Transformers for Vision/DETR

Published in

The Startup

5 min readJul 11, 2020

Transformers are widely known for their accomplishments in the field of NLP. Recent investigations prove that transformers have the inherent ability to generalize and fit into many tasks, this inherent capability of the architecture has become the primary reason to adopt the transformers in the vision field

What is DETR? Why DETR?

well, DETR stands for “detecting transformers”. This was proposed by FAIR and the benchmarks are slightly better than Faster-RCNN

Existing object detection frameworks are carefully crafted with different design principles. Two-stage detectors(Faster RCNN) predict boxes w.r.t. proposals, whereas single-stage methods(YOLO) make predictions w.r.t. anchors or a grid of possible object centers. The performance of these systems is influenced by post-processing steps to collapse near-duplicate predictions (NMS), and the exact way these initial guesses are set (anchor boxes). DETR proposes an end-to-end architecture by eliminating any customized layers and can predict the bounding boxes w.r.t to the input Image(absolute box prediction).

DETR architecture

DETR mainly comprises of four blocks as depicted in the below diagram

Backbone
Transformer Encoder
Transformer Decoder
Prediction heads

End-to-End Object Detection with Transformers

Backbone.

Starting from the initial image a CNN backbone generates a lower-resolution activation map. The input images are batched together, applying 0-padding adequately to ensure they all have the same dimensions (H, W) as the largest image of the batch.

Transformer Encoder

The transformer encoder expects a sequence as input, hence we collapse the feature map from the backbone into a 1-d vector. Since the transformer architecture has no order for the sequences (why do we need an order at all? ), we supplement it with fixed positional encoding’s that are added to the input before passing it into a multi-head attention module. I am not explaining Transformers in detail since there are many great tutorials, but at high-level attention mechanism is key for the success of this architecture. The extracted latent features from the CNN backbone are passed to the multi-head attention module where each extracted feature is allowed to interact with every other extracted feature with the help of query, key, and value mechanism. This should have helped the network to figure out the features that belong to a single object and distinguish with other objects which lie very close even if the object is of the same class. That is why Transformers are so powerful at generalizing the aspects.

Transformer decoder

A standard transformer decoder expects three inputs queries, keys, and values. Outputs from the encoder are passed as keys and values to the decoder but what are queries to the decoder? well, formulation of decoder part is fairly cool, queries are simply numbers ranging from 1 to N which are passed as embedding’s and the number of objects detected by the model is equal to the value N. So what do these queries do? These queries try to ask what objects lie at a specific position E.g. embedding for value 1 might ask for the objects present in the bottom left corner as shown in the below diagram.

Visualization of query embedding’s from 1 to 20

This sort of explains the need for positional embedding’s in the encoder block.

Prediction heads.

The FFN predicts the normalized center coordinates, height, and width of the box w.r.t. the input image and the linear layer predicts the class label using a soft-max function.

Set predictions and Set-based loss

Set prediction is nothing new, the network predicts a tuple of class-label and the co-ordinates of the object w.r.t input image. Given a predefined number N network predicts N of such tuples if there no object in the proposed instance of tuple then network defaults it to the “no object” class(∅).

Network infers a fixed-size set of N predictions in a single forward pass where N is set to be significantly larger than the typical number of objects in an image. Now let’s consider a single prediction in a batch, as the N is higher than the actual number of ground truth objects in an image, padding is done to the ground truth with “no-object” class for any extra predictions that are made by the network.

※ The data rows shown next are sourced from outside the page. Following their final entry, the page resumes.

PR #2060, opened 2022-02-07
Medium Armor-Strengthening Structure Outfit

LJDude:
I found it a bit odd that there were just small and large outfits to improve armor strength and no medium one, so I made one.

Short conversation about this for those in the Discord server: https://discord.com/channels/661743268505190400/661743693279133706/939360810344521781

### DIFF
--- a/dat/outfits/structure/microbond_plating.xml
+++ b/dat/outfits/structure/microbond_plating.xml
@@ -1,0 +1,16 @@
+<?xml version='1.0' encoding='UTF-8'?>
+<outfit name="Microbond Plating">
+ <general>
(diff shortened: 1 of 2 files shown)


onpon4:
In fact, Plasteel Plating was originally a medium outfit. Considering how little use light ships have for armor expansion I have no idea why Plasteel Plating was converted into a small outfit.

🕵️

bobbens:
This looks good, thanks! As a follow-up also on discord, instead of using relative modifiers, it probably makes sense to use absolute values instead of relative ones. If you are interested in doing that I would be very interested in a PR!

PR #2061, opened 2022-02-08
invalid slot size

not-pyroman:
as far as Naev and I are concerned, Heavy is not a real slot size
Bobbens made an oops, and did not check, or forgot to push a fix


bobbens:
Late night commits aren't very good sometimes. Thanks!

PR #2064, opened 2022-02-12
Nebula Research Campaign

V-ktor:
Updated the nebula research campaign to use VN and added a new mission.
Also, give the player an accessory that grants stress dissipation and heat dissipation.


dat/outfits/accessory/broken_nebular_shielding_prototype.xml
```diff
@@ -0,0 +1,18 @@
...
+  <typename>Accessory</typename>
+  <slot prop="accessory">utility</slot>
+  <size>small</size>
+  <priority>3</priority>
+  <mass>0</mass>
+  <price>800000</price>
+  <description>A broken prototype for a novel shielding device that is supposed to enable travels into the Sol nebula. However, due to its malfunction you almost died. It seams, however, to absorb harmful energy and emit heat radiation into space.</description>
+  <gfx_store>misc02.webp</gfx_store>
+ <rarity>6</rarity></general>
+ <specific type="modification">
```
bobbens, line 14: 10% stress + heat might be too weak. Might be better to give some other property too or just increase the values to probably around 25%.

dat/missions/zalek/neburesearch/neburesearch_03.lua
```diff
@@ -82,124 +94,218 @@ end
...
+    vn.menu( {
+        { _("This is a good question."), "avoid_question" },
+        { _("It's an open question."), "avoid_question" },
+        { _("Run!"), "run" },
+    } )
+
+    vn.label( "avoid_question" )
+    vn.na(_([[You try to avoid the question. The scientist seems to be upset. There are no further questions. Apparently, there is another talk that starts very soon so people hurry off. You manage to leave without gaining much attention and return to your ship. Enough science for today!]]))
+    vn.func( function ()
         faction.modPlayerSingle("Za'lek", 1)
```
bobbens, line 299: Would be probably better to move the standing modifications into the common script to make it easier to edit if necessary.

dat/missions/zalek/neburesearch/neburesearch_04.lua
```diff
@@ -26,103 +27,148 @@
...
-         zlk.addNebuResearchLog(_([[You helped Dr. Mensing to acquire funding for a shielding prototype that will enable to explore the Sol nebula.]]))
-         misn.finish(true)
-      end
-   end
+    mem.landed = spob.cur()
+    if mem.landed == mem.dest_planet then
+        vn.clear()
+        vn.scene()
+        local mensing = vn.newCharacter( nebu_research.vn_mensing() )
+        vn.transition("fade")
```
bobbens, line 107: `vn.transition()` should be equal to `vn.transition("fade")` (doesn't necessarily need a change but might be more future-proof)

dat/missions/zalek/neburesearch/neburesearch_05.lua
```diff
@@ -0,0 +1,377 @@
...
+        ghost: moveto(player.pos(), false, false)
+        hook.timer(5.0, "moveto")
+    end
+end
+
+function endScan()
+    local osd_msg = {}
+    local ps = player.pilot()
+    mem.stage = 5
+    osd_msg[1] = _("Survive.")
```
bobbens, line 251: I don't think most of the OSD use punctuation at the end (no `.`, but sometimes `!`)

dat/missions/zalek/neburesearch/neburesearch_05.lua
```diff
@@ -0,0 +1,377 @@
...
+ <notes>
+  <campaign>Nebula Research</campaign>
+ </notes>
+</mission>
+--]]
+--[[
+   
+   Mission: Expert Nebula Research
+   
+   Description: The nebula shielding prototype is ready and the player has to test it. The first mem.stages go well, but in the final mem.stage the prototype fails and the player is about to die in the Sol nebula. He gets rescued by a Thurion carrier instead and is bought into Thurion space.
```
bobbens, line 23: Isn't this description wrong? Isn't it an Empire Peacemaker not a Thurion ship?

bobbens (commented):
Looks good, thanks! Added some minor nitpicking comments. It might also be an opportunity to add a `readme.md` (like the [black hole one](https://github.com/naev/naev/blob/main/dat/missions/zalek/blackhole/readme.md)).

One thing that you should do is set up `pre-commit` if possible (as explained on the main repor readme), because it does seem like luacheck isn't too happy with some stuff and is causing the github actions to fail.

bobbens:
Almost forgot, if the campaign is completed, and you want to give the player a faction standing boost at the end, something like
```xml
 <tags>
 <tag>zlk_cap_ch01_med</tag>
 </tags>
```
Would give 3 points to the player max standing limit (for now, value can be changed later). You can do `_lrg` for 5 instead.

UncombedCoconut:
Nice. Merging, and I'll fix Luacheck's nitpicks.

Each prediction is assigned to one ground truth which lies in the closest proximity of the prediction and the left out predictions are mapped to “no-object” class, in the paper, this is termed as a “bipartite matching”.

The above function clearly describes how the loss is computed, for each of the assigned pairs the above computes the cross-entropy loss and bounding box loss(bounding box loss is not computed if the actual class is ‘no object’) also the loss for “no object” class is downscaled by 10 times to avoid class imbalance because of the large value of N. Bounding box loss is calculated by weighted addition of IOU loss and L1 loss between predicted and actual boxes normalized by the number of ground truth objects.

Conclusion and Results

The approach achieves comparable results to an optimized Faster R-CNN baseline on the COCO dataset. In addition, DETR achieves significantly better performance on large objects than Faster R-CNN but lags a bit for the smaller objects.